Most of the predictions about the impacts of future global warming are derived from complex computer models that simulate a climate system too complex to interpret any other way.

A growing number of global climate models have been developed independently by different researchers around the world in recent years, but the models are not without their limitations.

Complex interactions often have to be greatly simplified for the computer, and models usually have a very "coarse" resolution - the entire Susquehanna Basin may be represented by only one or two information points on a global model.

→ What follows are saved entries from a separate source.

PR #1322, opened 2026-05-13
Preload nested RBAC associations to reduce N+1 queries

### LINKED ISSUE #1321: N+1 query when an RBAC eligible association is included in a primary collection's attributes
@Fryguy found an N+1 query when an RBAC eligible association is included in a primary collection's attributes:

```
GET /api/vms?expand=resources&attributes=name,host,ext_management_system,
  ems_cluster,storage,operating_system,snapshots,tags,...
```

The log showed and N + 1 pattern - one query per VM for each RBAC association:
```
  SELECT "hosts".* FROM "hosts" WHERE "hosts"."id" = $1 LIMIT $2
  SELECT "ext_management_systems".* FROM "ext_management_systems" WHERE ...
  SELECT "ems_clusters".* FROM "ems_clusters" WHERE ...
```
  (repeated for each of 108 VMs)

jrafanie:
Removed RBAC check in `determine_include_for_find` to allow eager loading
of nested RBAC associations (hardware.host.name, ext_management_system.name,
storage.name, ems_cluster.name). Previously these were skipped, causing a
query for each VM. Now they're eager-loaded and RBAC re-filters in bulk.

For example, in a specific database setup with 108 vms returned, and the
following API request:

http://localhost:3000/api/vms?expand=resources&attributes=name,hardware.host.name,ext_management_system.name,storage.name

The query count looks like this:

Before:
Completed 200 OK in 4530ms (Views: 0.3ms | ActiveRecord: 1401.9ms (2207 queries, 1152 cached) | GC: 479.2ms)

After:
Completed 200 OK in 3168ms (Views: 0.3ms | ActiveRecord: 541.5ms (787 queries, 763 cached) | GC: 461.6ms)

Reduction of queries from 2207 to 787 (64%)

Fixes #1321

### DIFF
--- a/app/controllers/api/base_controller/renderer.rb
+++ b/app/controllers/api/base_controller/renderer.rb
@@ -611,7 +611,7 @@ module Api
           if klass.virtual_includes(attr_name) && !klass.attribute_supported_by_sql?(attr_name) && attr_base.blank?
             attr_name
           # Case 2: Direct association (e.g., "snapshots", "storage", "ems_cluster")
-          # Not dot notation, check if the requested attribute is a direct association and include it
+          # Eager load associations (RBAC participating or not) to reduce N+1 queries.
           elsif attr_base.blank?
             reflection = klass.reflect_on_association(attr_name.to_sym)
             if reflection && [:has_many, :has_one, :has_and_belongs_to_many, :belongs_to].include?(reflection.macro)
@@ -620,11 +620,10 @@ module Api
               next
             end
           # Case 3: Nested attribute (e.g., "hardware.host.name")
-          # Include the base path for eager loading with specific exceptions
+          # Eager load nested associations (RBAC participating or not) to reduce N+1 queries.
+          # Exception: custom virtual_attribute_accessor (handled via accessor).
           else
             next if virtual_attribute_accessor(type, attr_name)
-            next if attr_base_uses_rbac?(attr_base)
-
             attr_base
           end
         end
--- a/spec/requests/vms_spec.rb
+++ b/spec/requests/vms_spec.rb
@@ -464,6 +464,43 @@ describe "Vms API" do
         get api_vms_url, :params => {:expand => "resources", :attributes => "host,ext_management_system,ems_cluster,storage"}
       end.to make_database_queries(:count => be <= 15, :matching => query_match)
     end
+
+    context "with restricted user" do
+      let(:tenant)         { FactoryBot.create(:tenant) }
+      let(:role)           { FactoryBot.create(:miq_user_role) }
+      let(:group)          { FactoryBot.create(:miq_group, :tenant => tenant, :miq_user_role => role) }
+      let(:other_group)    { FactoryBot.create(:miq_group) }
+      let!(:restricted_vm) { FactoryBot.create(:vm_vmware, :host => host, :ems_id => ems.id, :miq_group => other_group) }
+
+      before do
+        vm.update(:miq_group => group)
+        @user.update(:miq_groups => [group])
+        @role = role
+      end
+
+      it "applies RBAC to expanded associations" do
+        api_basic_authorize action_identifier(:vms, :read, :resource_actions, :get)
+
+        get api_vms_url, :params => {
+          :expand     => "resources",
+          :attributes => "name,host.name,ext_management_system.name"
+        }
+
+        resources = response.parsed_body.fetch("resources")
+        resource_ids = resources.map { |r| r["id"] }
+
+        expect(resource_ids).to include(vm.id.to_s)
+        expect(resource_ids).not_to include(restricted_vm.id.to_s)
+
+        allowed_resource = resources.detect { |resource| resource["id"] == vm.id.to_s }
+
+        expect(allowed_resource).to include(
+          "name"                  => vm.name,
+          "host"                  => {"name" => vm.host.name},
+          "ext_management_system" => {"name" => vm.ext_management_system.name}
+        )
+      end
+    end
   end
 
   context 'Vm edit' do
--- a/spec/requests/vms_spec.rb
+++ b/spec/requests/vms_spec.rb
@@ -300,15 +300,15 @@ describe "Vms API" do
     end
   end
 
-  # Query count expectations for eager loading:
+  # Query count expectations:
   # - has_many associations: 6 queries
-  #   * 3 pagination queries (count filtered results, get page of IDs, recount for subquery)
-  #   * 1 total count query (for collection metadata)
-  #   * 2 data queries (get distinct IDs, fetch VMs with associations eagerly loaded)
+  #   * 3 pagination queries
+  #   * 1 total count query
+  #   * 2 data queries
   # - belongs_to associations: 4 queries
-  #   * 2 pagination queries (count filtered results, get page of IDs)
-  #   * 1 total count query (for collection metadata)
-  #   * 1 data query (fetch VMs with association eagerly loaded via LEFT OUTER JOIN)
+  #   * 2 pagination queries
+  #   * 1 total count query
+  #   * 1 data query
   context "eager loads requested direct associations" do
     let!(:vm_with_associations) do
       FactoryBot.create(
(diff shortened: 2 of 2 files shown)


app/controllers/api/base_controller/renderer.rb
```diff
@@ -612,7 +612,11 @@ def determine_include_for_find(klass)
           else
             next if attr_base.blank?
             next if virtual_attribute_accessor(type, attr_name)
-            next if attr_base_uses_rbac?(attr_base)
+            # Removed RBAC check to allow preloading of RBAC-participating associations.
```
Fryguy: I realize this PR is still WIP, but I'm not a fan of these types of comments because they don't make sense to future readers and read more like a commit message. If we do need a comment here it should probably read something like

```
# NOTE: We intentionally do not do an RBAC check here as it prevents preloading of RBAC-participating
# associations leading to N+1 queries. Core RBAC may still re-filter these associations when accessed
```

This way it shows to future readers that we don't want them to include RBAC here, or if they choose to they have to take the N+1 into consideration.

Fryguy:
If there isn't already one, please also add a spec somewhere that shows that RBAC is actually being applied on these associations in the end.

app/controllers/api/base_controller/renderer.rb
jrafanie: Oh yeah, this is absolutely going away.. it's explaining the why for when I come back to it to review it.

app/controllers/api/base_controller/renderer.rb
```diff
@@ -612,7 +612,11 @@ def determine_include_for_find(klass)
           else
             next if attr_base.blank?
             next if virtual_attribute_accessor(type, attr_name)
-            next if attr_base_uses_rbac?(attr_base)
```
jrafanie, line 626: @Fryguy @agrare This section will conflict with https://github.com/ManageIQ/manageiq-api/pull/1324/ so once that's in, I can rebase and get this one in.

In the meantime, I'll update this one to use the same pattern for testing preload/eager loading via query counts as was done in that PR

jrafanie: (obviously, this comment will just go way though and I'll update the new comment that will land from the other PR to mention the specific exceptions that will remain)

jrafanie:
ok, this should be ready for re-review since #1324 is now merged and introduced some new comments explaining the `determine_include_for_find` method.

Fryguy:
is there a spec that shows RBAC post-filtering the VMs? If not, I think we need that and show that it's not incurring more database queries.

spec/requests/vms_spec.rb
```diff
@@ -383,12 +382,17 @@ def query_match_regexp(*tables)
       api_basic_authorize action_identifier(:vms, :read, :resource_actions, :get)
       query_match = query_match_regexp("vms", "hardwares", "hosts")
 
+      # After fix: 9 queries (3 base + 6 RBAC re-filtering for 6 VMs)
+      # Before fix: was 21 queries (N+1 for each host access without preloading)
```
Fryguy: This wording is weird to me - I don't like comments that talk about a fix - that can really just live in the git commit body and shown via the spec itself.



```suggestion
      # Query count expectations: 9 queries (3 base + 6 RBAC re-filtering for 6 VMs)
```

spec/requests/vms_spec.rb
```diff
@@ -383,12 +382,17 @@ def query_match_regexp(*tables)
...
+      # Note: RBAC associations are preloaded (visible in LEFT OUTER JOIN) but
+      # ManageIQ core RBAC re-filters them when accessed, causing additional queries.
+      # This is still better than the original N+1 (21 queries).
```
Fryguy: And this line should go away too.
```suggestion
```

spec/requests/vms_spec.rb
```diff
@@ -415,6 +419,60 @@ def query_match_regexp(*tables)
     end
   end
 
+  # Query count expectations for eager loading RBAC associations:
+  # - RBAC associations (host, ems, cluster, storage) are preloaded via LEFT OUTER JOINs
+  # - ManageIQ core RBAC re-filters associations when accessed, causing additional queries
+  # - Query count: ~15 queries (base queries + RBAC re-filtering)
+  # - Without preloading: Would be ~20+ queries per VM (N+1 pattern)
```
Fryguy: Again, we don't need this "before this fix" type comments - I don't find them helpful to future readers (at least not in the code - fine in the git commit message)

jrafanie: Thanks, yes.  I cleaned up some of the comments but should make this more concise too.

jrafanie:
Still working on a better rbac test...

jrafanie:
> If there isn't already one, please also add a spec somewhere that shows that RBAC is actually being applied on these associations in the end.

I added a test to verify a restricted vm is not returned and the restricted vm's host name and ems name are also not returned.

app/controllers/api/base_controller/renderer.rb
jrafanie: done

spec/requests/vms_spec.rb
```diff
@@ -415,6 +418,96 @@ def query_match_regexp(*tables)
...
+        get api_vms_url, :params => {
+          :expand     => "resources",
+          :attributes => "name,host.name,ext_management_system.name"
+        }
+
+        resources = response.parsed_body.fetch("resources")
+        resource_ids = resources.map { |r| r["id"] }
+
+        expect(resource_ids).to include(vm.id.to_s)
+        expect(resource_ids).not_to include(restricted_vm.id.to_s)
```
jrafanie, line 493: verification of only permitted vms in the response

spec/requests/vms_spec.rb
```diff
@@ -415,6 +418,96 @@ def query_match_regexp(*tables)
...
+
+        allowed_resource = resources.detect { |resource| resource["id"] == vm.id.to_s }
+
+        expect(allowed_resource).to include(
+          "name"                  => vm.name,
+          "host"                  => {"name" => vm.host.name},
+          "ext_management_system" => {"name" => vm.ext_management_system.name}
```
jrafanie, line 500: verification of only associations from permitted vms are included

spec/requests/vms_spec.rb
jrafanie: should be fixed now

spec/requests/vms_spec.rb
jrafanie: don

jrafanie: or done

spec/requests/vms_spec.rb
```diff
@@ -300,15 +300,15 @@ def query_match_regexp(*tables)
...
+  #   * 3 pagination queries
+  #   * 1 total count query
+  #   * 2 data queries
   # - belongs_to associations: 4 queries
-  #   * 2 pagination queries (count filtered results, get page of IDs)
-  #   * 1 total count query (for collection metadata)
-  #   * 1 data query (fetch VMs with association eagerly loaded via LEFT OUTER JOIN)
+  #   * 2 pagination queries
+  #   * 1 total count query
+  #   * 1 data query
```
jrafanie, line 311: Since I was cleaning up query count comments, I made these a bit less wordy

jrafanie:
ok, I think this is ready for review again @Fryguy

Fryguy (approved):

Fryguy:
Backported to `tal` in commit e2b13dd235cfc2d018172992db4a2f1f49dd634d.

```text
commit e2b13dd235cfc2d018172992db4a2f1f49dd634d
Date:   Fri May 29 14:56:19 2026 -0400

    Merge pull request #1322 from jrafanie/fix-n-plus1-for-rbac-supporting-associations-as-attributes
    
    Preload nested RBAC associations to reduce N+1 queries
    
    (cherry picked from commit 76fd9101361cdf965375a4a77320b58b3c10e29e)
```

Predictions are also imperfect because they are based on incomplete knowledge of the climate system. Nonetheless, the variety of independently produced models allow scientists to compare results and see where there is common agreement.

In 1995, Eric Barron, a climate modeler at Pennsylvania State University, organized a meeting of a large group of climate modelers to assess the levels of certainty associated with various model predictions. They ranked their conclusions in terms of probability as follows:

Virtually Certain

  • The increases in carbon dioxide and the decreases in stratospheric ozone will result in a large cooling in the upper atmosphere.

Very Probable

  • The global mean surface temperature will increase between 0.9 to 3.6 degrees Fahrenheit over the period of 1990 to 2050. The best estimate for a climate change resulting from a doubling of preindustrial carbon dioxide is a warming of 1.5 to 4.5 degrees Celsius, with 2.5 degrees being the most probable estimate. The estimated warming will be reduced if sulfur emissions, which reflect sunlight away from the planet, are not controlled. Sulfur is a prime cause of acid rain and haze, but it also reflects sunlight away from the planet. The actual temperature change may be outside the range described here if natural climate variations are large.
  • A warming of the surface temperature of the globe will lead to an increase in average global precipitation because evaporation rates are closely tied to surface temperatures.
  • Northern Hemisphere sea ice will be reduced. Changes to the Southern Hemisphere are less certain.
  • Arctic land areas should experience amplified winter time warming associated with the reduction in land surface snow cover.
  • Global warming will influence sea level. The most reasonable estimates are a sea level rise of 5 to 40 centimeters by 2050, compared with a rise of 5 to 12 centimeters if the rate of rise over the past century continues. These estimates ignore the long-term response of the ice caps or any potential catastrophic collapse of the West Antarctic ice sheet, which are the subject of considerable de-bate.
  • Solar variability over the next 50 years will not induce a prolonged climate forcing that is significant in comparison with the effects of the increasing concentrations of carbon dioxide and other greenhouse gases.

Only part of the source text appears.